Before running the below cmdlet, I have initialized $CIM variable by using the following command (Cluster-Hyv01 is the name of my cluster):

$CIM = New-CimSession -ComputerName Cluster-Hyv01

Then I gather fault domain information by using the Get-ClusterFaultDomain cmdlet:

As you can see above, a fault domain is automatically created for each node. To create an additional fault domain, you can use the cmdlet New-ClusterFaultDomain as below.

If I run again the Get-ClusterFaultDomain cmdlet, you can see each fault domain.

Then I run the following cmdlet to set the Fault Domain parents:

Set-ClusterFaultDomain -Name Rack-22U -Parent Lyon
Set-ClusterFaultDomain -Name Chassis-Fabric -Parent Rack-22U
Set-ClusterFaultDomain -Name pyhyv01 -Parent Chassis-Fabric
Set-ClusterFaultDomain -Name pyhyv02 -Parent Chassis-Fabric

In the Failover Clustering manager, you can see the result by opening the node tab. As you can see below, each node belongs to Rack-22U and the site Lyon.

By using XML

You can also declare your physical infrastructure by using a XML File as below:

<Topology>
    <Site Name="Lyon" Location="Lyon 8e">
        <Rack Name="Rack-22U" Location="Restroom">
            <Node Name="pyhyv01" Location="Rack 6U" />
            <Node Name="pyhyv02" Location="Rack 12U" />
        </Rack>
    </Site>
</Topology>

Once your topology is written, you can configure your cluster with the XML File:

$xml = Get-Content <XML File> | Out-String
Set-ClusterFaultDomainXML -XML $xml

Conclusion

Fault Domain Awareness is a great feature to improve the availability of your infrastructure, especially with Storage Spaces Direct. The fault domain can be oriented on racks instead of nodes. This means that you can lose a higher number of nodes and keep the service running. On the other hand, it is necessary to be careful during the design phase because an equivalent number of nodes must be installed in each rack. If you need erasure coding, you require 4 racks.

About Romain Serre

Romain Serre works in Lyon as a Senior Consultant. He is focused on Microsoft Technology, especially on Hyper-V, System Center, Storage, networking and Cloud OS technology as Microsoft Azure or Azure Stack. He is a MVP and he is certified Microsoft Certified Solution Expert (MCSE Server Infrastructure & Private Cloud), on Hyper-V and on Microsoft Azure (Implementing a Microsoft Azure Solution).

4 comments

  1. Is any option to cluster FaultDomain after Create S2D cluster ?
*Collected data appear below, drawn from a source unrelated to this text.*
PR #300, opened 2017-06-21
Adds confirm modal before deleting event

### LINKED ISSUE #299: Create delete modal for events
- [ ] bug report
- [x] feature request
image

When the user clicks on delete button on events/view route, the functional confirm dialog should popup.

CosmicCoder96:
#### Checklist

Adds the confirm delete modal before deleting an event on event overview page.

image
image

Fixes #299

### DIFF
--- a/app/components/modals/event-delete-modal.js
+++ b/app/components/modals/event-delete-modal.js
@@ -1,0 +1,12 @@
+import Ember from 'ember';
+import ModalBase from 'open-event-frontend/components/modals/modal-base';
+
+const { computed } = Ember;
+
+export default ModalBase.extend({
+  isSmall         : true,
+  confirmName     : '',
+  isNameDifferent : computed('confirmName', function() {
+    return this.get('confirmName').toLowerCase() !== this.get('eventName').toLowerCase();
+  })
+});
--- a/app/controllers/events/view.js
+++ b/app/controllers/events/view.js
@@ -1,0 +1,15 @@
+import Ember from 'ember';
+
+const { Controller } = Ember;
+
+export default Controller.extend({
+  actions: {
+    openDeleteEventModal() {
+      this.set('isEventDeleteModalOpen', true);
+    },
+
+    deleteEvent() {
+      this.set('isEventDeleteModalOpen', false);
+    }
+  }
+});
--- a/app/templates/components/modals/event-delete-modal.hbs
+++ b/app/templates/components/modals/event-delete-modal.hbs
@@ -1,0 +1,24 @@
+<div class="header">
+  {{t 'Are you sure you would like to delete this event?'}}
+  <div class="muted small text">
+    {{t 'Deleting the event will delete all the data associated with it.'}}
+  </div>
+</div>
+<div class="content">
+  <form class="ui form" autocomplete="off" {{action (optional formSubmit) on='submit' preventDefault=true}}>
+    <div class="field">
+      <div class="label">
+        {{t 'Please enter the full name of the event to continue'}}
+      </div>
+      {{input type='text' name='confirm_name' value=confirmName required=true}}
+    </div>
+  </form>
+</div>
+<div class="actions">
+  <button type="button" class="ui black button" {{action 'close'}}>
+    {{t 'Cancel'}}
+  </button>
+  <button type="submit" class="ui red button" disabled={{isNameDifferent}} {{action deleteEvent}}>
+    {{t 'Delete Event'}}
+  </button>
+</div>
--- a/tests/integration/components/modals/event-delete-modal-test.js
+++ b/tests/integration/components/modals/event-delete-modal-test.js
@@ -1,0 +1,13 @@
+import { test } from 'ember-qunit';
+import moduleForComponent from 'open-event-frontend/tests/helpers/component-helper';
+import hbs from 'htmlbars-inline-precompile';
+
+moduleForComponent('modals/event-delete-modal', 'Integration | Component | modals/event delete modal');
+
+test('it renders', function(assert) {
+  this.set('isOpen', false);
+  this.set('eventName', 'sample');
+  this.set('deleteEvent', () => {});
+  this.render(hbs`{{modals/event-delete-modal isOpen=isOpen eventName=eventName deleteEvent=(action deleteEvent)}}`);
+  assert.ok(this.$().html().trim().includes('Are you sure'));
+});
--- a/app/templates/events/view.hbs
+++ b/app/templates/events/view.hbs
@@ -2,7 +2,9 @@
   <div class="ui grid stackable">
     <div class="row">
       <div class="four wide column">
-        <h2 class="ui header">Fossasia Test</h2>
+        <h2 class="ui header">
+          {{model.name}}
+        </h2>
       </div>
       <div class="twelve wide column {{unless device.isMobile 'right aligned'}}">
         {{#if device.isMobile}}
@@ -10,7 +12,7 @@
             <button class="ui button"><i class="unhide icon"></i></button>
             <button class="ui button"><i class="check icon"></i></button>
             <button class="ui button"><i class="copy icon"></i></button>
-            <button class="ui red button"><i class="trash icon"></i></button>
+            <button class="ui red button" {{action 'openDeleteEventModal'}}><i class="trash icon"></i></button>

  2. In Windows 2019 we have FaultDomainType StorageNode, where it fits ? Its parent to Node ?
    And what when i have multiple JBOD-s Per node. How can I ensure that a copy of data is not on a few enclosures in this same Node, when i want to have FaultDomain = Node

    • StorageNode refers to the Node. If you have several JBOD connected to the server, S2D will handle that by using SES Enclosure identification to be sure to not right a block and its copy on a single StorageNode.